The pinned source solves this by persisting summarization usage on the compaction entry and folding it into aggregateUsageSince(beforeLeafId). That aggregator walks active-path entries appended after the public call started and adds:
- provider usage from assistant messages
- compaction usage from compaction entries
That is why beforeLeafId matters. The public call samples the leaf before work starts. After prompt, retry, and compaction mutations, usage is calculated over the durable active path, not over a volatile array length.
Tuning Guidance
The defaults are conservative for large-context coding agents. If you tune them, keep the two budgets separate:
| Setting | Tradeoff |
|---|---|
reserveTokens | Larger reserve triggers earlier compaction and leaves more headroom for provider output. |
keepRecentTokens | Larger recent tail preserves detail but leaves less context reduction. |
enabled | Turning it off removes threshold compaction but not the need to handle provider overflow elsewhere. |
The implementation is designed so threshold compaction can be skipped when model window is unknown, but overflow recovery still reacts to real provider failure. That is the right asymmetry.

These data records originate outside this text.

PR #4782, opened 2021-05-05
add advanced search syntax

LeoMcA:
https://github.com/mozilla/sumo-project/issues/843

First draft at this point, should be enough to get the gist of my approach, without overwhelming with a full implementation. Quite a bit still to do, in no particular order:

- [x] DRY `get_advanced_settings()` methods
- [x] add more fields to field_mappings and exact_mappings
- [x] add tests
- [x] error handling
- [ ] add external context modifiers, such as `order:desc:created` and `include:answers`
- [ ] automatically generate documentation (stretch)


akatsoulas:
I believe it would be helpful to have the BNF definitions of our Parser as documentation and for reference in a docstring

kitsune/search/v2/parser/tokens.py
```diff
@@ -0,0 +1,92 @@
...
+        value = self.tokens.value
+        values = None
+
+        mappings = context["settings"]["exact_mappings"]
+        if field in mappings:
+            # map field
+            mapping = mappings[field]
+            field = mapping["field"]
+            # map value
+            if "model" in mapping:
```
akatsoulas, line 85: I am not sure if we want to support this. Curious to hear your thoughts

kitsune/search/v2/parser/__init__.py
```diff
@@ -63,6 +63,6 @@ def __init__(self, query):
     def __repr__(self):
         return repr(self.parsed)
 
-    def elastic_query(self, **context):
+    def elastic_query(self, context={}):
```
akatsoulas, line 66: s/{}/None

kitsune/search/v2/parser/__init__.py
```diff
@@ -0,0 +1,68 @@
...
+
+
+class Parser(object):
+    def __init__(self, query):
+        self.parsed = search_expression.parseString(query)[0]
+
+    def __repr__(self):
+        return repr(self.parsed)
+
+    def elastic_query(self, context={}):
```
akatsoulas, line 66: s/{}/None

andrewhager9:
Still hacking me

kitsune/search/v2/parser/tokens.py
```diff
@@ -0,0 +1,92 @@
...
+
+
+class BaseToken(ABC):
+    def __init__(self, tokens):
+        self.tokens = tokens
+
+    def __str__(self):
+        return str("".join(self.tokens))
+
+    def __repr__(self):
```
akatsoulas, line 14: make this abstractmethod?

andrewhager9:
I don't know how to do any of this.. he's on my wifi

kitsune/search/v2/parser/__init__.py
```diff
@@ -0,0 +1,68 @@
...
+_value = (Regex(r"\"[^\"]+\"") | Regex(r"\([^\(\)]+\)")).setParseAction(removeQuotes) | _token
+
+# operators:
+# a special kind of token which can be nested with any other token (including operators)
+# e.g. NOT a AND field:b:(c OR d)
+_field = Literal("field:") + _arg("field") + _colon
+_not = Literal("NOT")
+_and = Literal("AND")
+_or = Literal("OR")
+_space = White()
```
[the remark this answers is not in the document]
LeoMcA: `infixNotation` seems to assume that there'll be an operator between every term (which is true in arithmetic for instance: `2 + 3 - 1` makes sense `2 + 3 1` does not). However, while `foo AND bar NOT foobar` is valid, `foo bar NOT foobar` is also valid for us. So we need to specify that spaces are our lowest precedence operator.

kitsune/search/v2/parser/tokens.py
```diff
@@ -0,0 +1,92 @@
...
+        self.term += " " + other.term
+        return self
+
+    def elastic_query(self, context):
+        return Q(
+            "simple_query_string",
+            query=self.term,
+            default_operator="AND",
+            fields=context["fields"],
+            flags="PHRASE",
```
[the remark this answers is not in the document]
LeoMcA: Yes, I think so. My understanding is that the `flags` option specifies which operators can be used in the query by the end user (so `AND` enables usage of `+` as an operator), whereas `default_operator` is happening on a lower level to specify whether `foo bar` should turn into `field:foo field:bar` or `+(field:foo field:bar)` (or whatever the the actual lucene being created is).

I haven't verified the above yet, but it seemd to be what was happening when trying things out while developing.

kitsune/search/v2/parser/tokens.py
LeoMcA: It allows us to support queries like `exact:author:leo_` or `exact:product:firefox` without having to index the usernames or slugs in elastic.

kitsune/search/v2/parser/__init__.py
```diff
@@ -0,0 +1,68 @@
...
+
+from .operators import FieldOperator, NotOperator, AndOperator, OrOperator, SpaceOperator
+from .tokens import TermToken, RangeToken, ExactToken
+
+# convenience:
+# DRY things up
+_colon = Literal(":")
+_token = Regex(r"[^\(\)\s]+")  # everything but chars which conflict with the below operators
+_arg = Word(alphas + "_.")
+_value = (Regex(r"\"[^\"]+\"") | Regex(r"\([^\(\)]+\)")).setParseAction(removeQuotes) | _token
```
LeoMcA, line 22: add comment here

kitsune/search/v2/parser/tokens.py
```diff
@@ -0,0 +1,92 @@
...
+
+from django.apps import apps
+from elasticsearch_dsl import Q
+
+
+class BaseToken(ABC):
+    def __init__(self, tokens):
+        self.tokens = tokens
+
+    def __str__(self):
```
akatsoulas, line 11: Let's remove this since if it's not used.

kitsune/search/v2/parser/__init__.py
```diff
@@ -0,0 +1,68 @@
...
+    + stringEnd
+)
+
+
+class Parser(object):
+    def __init__(self, query):
+        self.parsed = search_expression.parseString(query)[0]
+
+    def __repr__(self):
+        return repr(self.parsed)
```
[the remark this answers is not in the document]
LeoMcA: Using raw strings in all the children should take care of this.

kitsune/search/v2/search.py
```diff
@@ -78,6 +109,49 @@ def get_fields(self):
             f"answer_content.{self.locale}",
         ]
 
+    def get_advanced_settings(self):
+        return {
+            "field_mappings": {
+                "title": f"question_title.{self.locale}",
+                "content": f"question_content.{self.locale}",
```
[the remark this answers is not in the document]
LeoMcA: I've updated this so `content` maps to both `question_content` and `answer_content`. `question` maps to just the former, `answer` maps to just the latter.

kitsune/search/v2/parser/tokens.py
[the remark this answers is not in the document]
LeoMcA: Yep this works as I thought, querying with:
```
{
  "query": {
    "simple_query_string": {
      "default_operator": "AND",
      "fields": [
        "question_title.en-US",
        "question_content.en-US"
      ],
      "flags": "PHRASE",
      "query": "foo bar"
    }
  },
  "profile": true,
  "size": 0
}
```
returns:
```
(+question_content.en-US:foo +question_content.en-US:bar) (+question_title.en-US:foo +question_title.en-US:bar)
```
changing `AND` to `OR` returns:
```
question_content.en-US:foo question_content.en-US:bar question_title.en-US:foo question_title.en-US:bar
```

What Breaks If This Boundary Drifts
| Drift | Failure |
|---|---|
| Compaction explained as a prompt trick | Readers miss cut points, session entries, usage, and retry behavior. |
| Cut at a tool result | The model sees a result without the tool call that caused it. |
| Failed overflow leaf is not removed | Retry starts from a poisoned context that already contains the failed turn. |
| Compaction usage is not counted | Users under-report the true cost of long-running calls. |
| Prior compaction details are dropped | Repeated summaries lose file-operation continuity. |
What To Copy
The copyable pattern is to keep compaction as a pure preparation step plus an explicit persisted transition. Prepare without side effects, summarize with a bounded prompt, append a summary entry, rebuild context, and only then retry if recovery requires it.
That pattern is much easier to test than “occasionally rewrite the transcript.”
Verify In Source
compaction.tsexportscalculateContextTokens(...),estimateContextTokens(...),shouldCompact(...),prepareCompaction(...), andcompact(...).prepareCompaction(...)finds valid cut points and avoids tool-result cut points.compact(...)aggregates usage from one or two summarization calls.Session.checkCompaction(...)handles threshold and overflow separately.Session.runCompaction(...)emitscompaction_startandcompactionevents.- Overflow recovery removes the failed assistant leaf before appending a compaction entry and retrying.
aggregateUsageSince(...)includes compaction entry usage.